1. Prepare the reaction vessel and autoclave it as described in section 6.10 and 6.11.

2. Prepare all solutions and labware.

3. Fill the autoclaved reaction vessel with 225 mL polymerization solution.

4. A cell culture with ca. 6×106 cells (or according to personal need) is centrifuged and the pellet is

re-suspended in 2 mL sterile MOPS washing buffer and mixed with 10 mL 1.5 % sodium-alginate
solution. Give care, that no or only few air bubbles are introduced during mixing.

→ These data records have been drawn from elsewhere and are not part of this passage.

PR #1794, opened 2019-02-11
the docIds and trashDocIds properties of attachments were wrong becau…

boutell:
…se they included docs merely referencing the attachment via joins. They now reference direct ownership only, and the migration that originally populated these has been renamed to run again and rewritten to be faster thanks to mongodb batch operations. But the really important line of code is the clonePermanent call to make sure self.all does not find any attachments in joined docs.

This fix ensures that images and files are made inaccessible when the last one goes in the trash, and also enables the new, optional apostrophe-secure-attachments module to calculate permissions properly.

### DIFF
--- a/lib/modules/apostrophe-attachments/lib/api.js
+++ b/lib/modules/apostrophe-attachments/lib/api.js
@@ -688,7 +688,7 @@ module.exports = function(self, options) {
     // incorrect and leads to failure to make it
     // unavailable at the proper time
 
-    self.apos.migrations.add(self.__meta.name + '.docReferencesCorrected', function(callback) {
+    self.apos.migrations.add(self.__meta.name + '.docReferencesContained', function(callback) {
       var attachmentUpdates = {};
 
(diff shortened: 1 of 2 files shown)


lib/modules/apostrophe-attachments/lib/api.js
```diff
@@ -681,26 +681,31 @@ module.exports = function(self, options) {
...
   self.addDocReferencesMigration = function() {
-    self.apos.migrations.add(self.__meta.name + '.docReferences', function(callback) {
+
+    // This migration is needed because formerly,
+    // docs that only referenced this attachment via
+    // a join were counted as "owning" it, which is
+    // incorrect and leads to failure to make it
+    // unavailable at the proper time
+
+    self.apos.migrations.add(self.__meta.name + '.docReferencesCorrected', function(callback) {
```
abea: I suggest `docReferencesContained` or the like so as to not tie naming to whether it was or wasn't at one point working.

5. Fill a 20 mL syringe with the cell-alginate suspension and attach the syringe to the reaction vessel

in a laminar air hood.

6. Fix the reaction vessel to the Encapsulator control unit, which is placed on the bench.

7. Start bead formation with previously established parameters.

8. Allow for bead hardening for 5 minutes, then stop stirrer and drain off polymerization solution.

NOTE

The beads and later the capsules should always be covered by a small amount of liquid to prevent
clumping, otherwise re-suspension of the beads and capsules would become difficult and the
membrane might be damaged.

9. Pump in 75 mL 0.05 % PLL solution and let form the PLL-alginate membrane for 10 minutes.

10. Drain of the 0.05 % PLL-solution.

11. Pump in 150 mL MOPS washing buffer, stir for 1 min and then drain off.

12. Pump in another 150 mL MOPS washing buffer, stir for 5 min and then drain off the buffer.

13. Pump in 100 mL 0.03 % alginate solution and allow 5 minutes stirring for the formation of the

outer alginate membrane, then drain off the alginate solution.

14. Pump in 150 mL MOPS washing buffer, stir for 1 min and then drain off the buffer.

15. Pump in 150 mL depolymerization solution and stir approx. 10 minutes to dissolve the alginate of

the bead core. Appropriate dissolution time is dependent on the molecular weight and purity of the
alginate, and the susceptibility of the encapsulation product to the depolymerization solution.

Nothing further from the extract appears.